The Legitimacy of Forest Land Ownership

The roots of the debate over forest management in the northwest go back more than 130 years to when Abraham Lincoln signed into law the largest railroad land grant in United States history.

The Northern Pacific Railroad Company was created by Congress in 1864 to build a rail line from Lake Superior to Puget Sound. To help pay for construction and maintenance, Northern Pacific was granted 40 million acres of land laid out in one-square-mile checkerboard fashion in a band 40 miles wide through states and 80 miles wide through territories. Such financiers as Jay Cooke, J.P. Morgan, and James J. Hill helped create the economic descendants of Northern Pacific, which today are major players in the timber industry: Weyerhaeuser, Potlach, Boise Cascade, and Plum Creek.

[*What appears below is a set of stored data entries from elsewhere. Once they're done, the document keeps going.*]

PR #74, opened 2026-06-27
fix(terminal): open file paths hard-wrapped across two lines

### LINKED ISSUE #73: Open file links that programs hard-wrap across two lines
## Problem

File path links in the terminal don't open when a program **hard-wraps** a long path across two display lines, e.g. Claude Code's `Write(...)` output where `scratchpad` is split into `scr` / `atchpad` with the continuation indented. Alt/Cmd+click does nothing.

## Root cause

It's a **hard wrap** (the program emits `\n` + indentation), so the two pieces are separate *logical* lines in the buffer. `gatherLogicalLine` only stitches xterm **soft-wrap** (`isWrapped`) continuations, so it can't rejoin a hard wrap, and `findFilePaths` sees only half a path per line. Soft-wrapped paths already work; this is specific to hard wraps. Not a cwd bug.

## Approach (checked against Warp via DeepWiki)

Warp detects paths by regex + **filesystem validation as the gatekeeper**: only show a link if the path actually exists (with a cwd file cache). Validation-first is the key insight: a broad/over-eager join is safe because a wrong join won't resolve on disk, so it never becomes a link.

So: rejoin hard-wrapped candidates, then validate existence before making them links.

## Done

- `wrappedPathCandidates(firstLine, nextLine)` pure helper + tests, rejoins a hard-wrapped absolute path; caller must validate.
- Branch `fix/terminal-wrapped-file-links`, commit `142b3b2`. fileLinks suite 20 passed.

## Remaining (integration layer)

1. In the `TerminalView` link provider (`provideLinks`), besides the current single-logical-line detection, also look at the next logical line and feed `wrappedPathCandidates`.
2. **Validate at detection time**: only emit a link for a candidate that exists on disk. To avoid one IPC per hover, cache the cwd file list (Warp-style) and match in memory.
3. **xterm cross-line link range (main risk)**: the link spans two logical lines (start on line N's fragment, end on line N+1's continuation). `provideLinks` is called per row, so the link must be returned on both rows with an aligned range. Needs real in-app click testing, not just unit tests.

## Out of scope

Bare filenames in prose (no path, and the file lives outside the terminal cwd). No path info to resolve and not in cwd, so even Warp's cwd cache wouldn't find it.

## Pointers

- `src/modules/terminal/lib/fileLinks.ts` — `findFilePaths`, `resolveFilePath`, `wrappedPathCandidates` (new)
- `src/modules/terminal/lib/cellPositions.ts` — `gatherLogicalLine` (soft-wrap stitching), `buildCellPositions`
- `src/modules/terminal/TerminalView.tsx` — link provider (`registerLinkProvider` / `provideLinks`), `openFromTerminal` (current click-time validation)

## Estimate

Slice 1 (detection-time validation + cwd cache) M/medium; Slice 2 (cross-line reassembly + range) L/wide. Confidence low (thin calibration, optimistic HPP). Report at `estimates/tempo-term-filelink-wrap-估時報告.md`.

But a new history of the era ("Railroads and Clearcuts" by Derrick Jensen and George Draffan) charges that "from the beginning, Northern Pacific failed to meet most of the conditions of the 1864 law." Rather than make those millions of acres available to industrial foresters, the authors assert, "all lands were to be opened to homesteaders within five years of completing the railroad."

The legality of Northern Pacific's actions was debated in the courts and in Congress well into this century. "Railroads and Clearcuts" (published by the Inland Empire Public Lands Council, an environmental group) argues that the ownership of railroad land-grant acreage by the timber companies "remains in doubt."

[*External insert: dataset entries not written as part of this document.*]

PR #75, opened 2026-06-27
fix(terminal): enable clipboard paste on Windows

craig7351:
## Problem

Terminal paste did nothing on Windows. Three issues compounded:

1. The native `paste` event was suppressed on **all** platforms (`onPasteCapture` always called `preventDefault`), so xterm's built-in paste never fired.
2. The custom `Ctrl/Cmd+V` handler was **macOS-only** (`isTerminalPasteShortcut` returned `null` off mac), so Windows never ran the smart paste path either.
3. The backend clipboard read returned an empty string on non-macOS.

Net result: native paste was blocked, the custom path was mac-gated, and the backend returned nothing — Windows had no working paste at all.

## Changes

- **Route Windows `Ctrl+V`** through the existing smart paste flow (clipboard text wins, else a copied file's path) via the new `IS_WINDOWS` flag. Linux intentionally keeps xterm's built-in paste (no native clipboard backend yet).
- **Read the Windows clipboard** in the backend with `clipboard-win` (synchronous, no subprocess on the hot path): `clipboard_text()` (`CF_UNICODETEXT`) and `clipboard_paths()` (`CF_HDROP` copied-file list).
- **Quote Windows paths with double quotes** (accepted by cmd, PowerShell and git-bash) instead of POSIX single quotes.
- **Switch russh to its `ring` crypto backend.** The default `aws-lc-rs` pulls `aws-lc-sys`, whose Windows build requires NASM; `ring` builds on Windows MSVC with no extra toolchain. This unblocks `cargo build`/`tauri dev` on a stock Windows setup.

## Not included (technical limitation)

Image auto-attach to an image-aware CLI stays macOS/Linux only: `portable-pty` exposes no foreground process on Windows, so the app cannot detect that `claude`/`codex` is running there.

## Test plan

- `pnpm typecheck` — clean
- `pnpm test` — 688/688 pass (incl. new Windows path-quoting test)
- `cargo check` (Windows) — clean, 0 warnings; `aws-lc-sys`/NASM no longer required
- `cargo test --lib clipboard` — 6/6 pass
- Manual (Windows): `Ctrl+V` pastes clipboard text; copying a file in Explorer then `Ctrl+V` pastes its (quoted) path


craig7351:
Pushed an additional commit to this branch: **fast right-click paste menu on Windows** (`8cff0b0`).

Right-click → Paste previously went through the WebView2 native context menu, whose paste command is slow (~5s), while Ctrl+V was instant. This adds a custom Copy/Paste context menu on the terminal (Windows only) that routes paste through the same fast handler as Ctrl+V. macOS and Linux are untouched (they keep their native menus and have no slow-paste issue).

- `pnpm typecheck` ✅ · `pnpm test src/modules/terminal` → 90 passed ✅ · verified with `tauri dev`.

mukiwu:
Rebuilt on top of current `master` (resolved the merge conflict: `master` now carries `IS_WINDOWS` from #67, plus the action-card and search-bar additions to `TerminalView`) and addressed both review comments in 806eefa:

- **High** — the suppressed native `paste` event is now routed through `handleTerminalPaste("cmd")`, so right-click and Edit-menu paste work on macOS and Windows too, not just the keyboard shortcut. Keyboard Ctrl/Cmd+V still `preventDefault`s on keydown, so the native paste event never fires for it and there is no double paste.
- **Medium** — dropped the comma from the bare (unquoted) Windows path character set, so a path containing a comma is double-quoted. PowerShell parses a bare comma as its array operator. Added a regression test.

Verified on macOS: `pnpm typecheck` clean, `pnpm test` 796/796, `cargo build` clean with the `ring` backend, `cargo test --lib clipboard` 7/7.

PR #91, opened 2026-06-30
fix(tabs): unify sidebar context menu with main TabBar

### LINKED ISSUE #86: 終端機右鍵選單統一
正常終端右鍵會這樣
Image

側欄終端會長這樣
Image

mukiwu:
## Summary

Fixes #86. The sidebar workspace TabCard had no `onContextMenu` handler, so right-clicking fell through to the WebView's native menu (Back / Reload / Print). The main TabBar already showed a custom Rename Tab / Close Tab menu via `ContextMenu`. Both surfaces now share the same menu and the same dirty-tab close confirmation.

- Extract `tabContextMenuItems` so both surfaces stay in lockstep.
- Add `onContextMenu`, inline rename, and the shared menu to sidebar `TabCard`.
- Extract `useTabCloseRequest` hook that owns the dirty check + confirm dialog so closing a dirty tab from the sidebar no longer silently drops unsaved work. Dialog is portaled so consumers can drop the returned node inside any wrapper (including `<button>`).

## Test plan

- [x] `pnpm typecheck` clean
- [x] `pnpm test` — 850/850 (added 1 lock-in test for sidebar dirty-close path)
- [ ] Main TabBar right-click → Rename Tab / Close Tab menu, same as before
- [ ] Sidebar TabCard right-click → identical menu (no native WebView menu)
- [ ] Sidebar Rename → inline input, Enter commits, Esc cancels
- [ ] Sidebar Close on a clean tab → tab closes immediately
- [ ] Sidebar Close on a dirty editor tab → Unsaved changes dialog appears, tab does not close until confirmed

### DIFF
--- a/src/components/TabBar.tsx
+++ b/src/components/TabBar.tsx
@@ -7,7 +7,6 @@ import {
   Globe,
   LayoutGrid,
   PanelLeft,
-  Pencil,
   Plus,
   ScrollText,
   SquareTerminal,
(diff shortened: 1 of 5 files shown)


mukiwu:
Thanks for the read. Acknowledging the summary — no inline findings, so no follow-up commit needed on this branch.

In any case, they write, serious environmental damage has been the result. "It is unknown whether Plum Creek's use of New Forestry will succeed in reducing environmental degradation or overcutting," they warn. "It is possible that it will do no more than allow current trends to continue."

In a rebuttal, Plum Creek Timber Company officials reject the book's premise and conclusions about the legitimacy of land ownership. And, they argue, "To not report the latest three years of history ignores the best examples of integrating environmental protections with forest management."